_Exercise aim_
Repeat each line of the records below exactly.

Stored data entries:
Issue #3528, opened 2017-03-30
Impossible to listen on port 80


jeremyfritzen:
### Before submitting your issue:

Hi,

I installed Sickrage on new fresh installation of Debian.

_Completed exercise_
Issue #3528, opened 2017-03-30
Impossible to listen on port 80


jeremyfritzen:
### Before submitting your issue:

Hi,

I installed Sickrage on new fresh installation of Debian.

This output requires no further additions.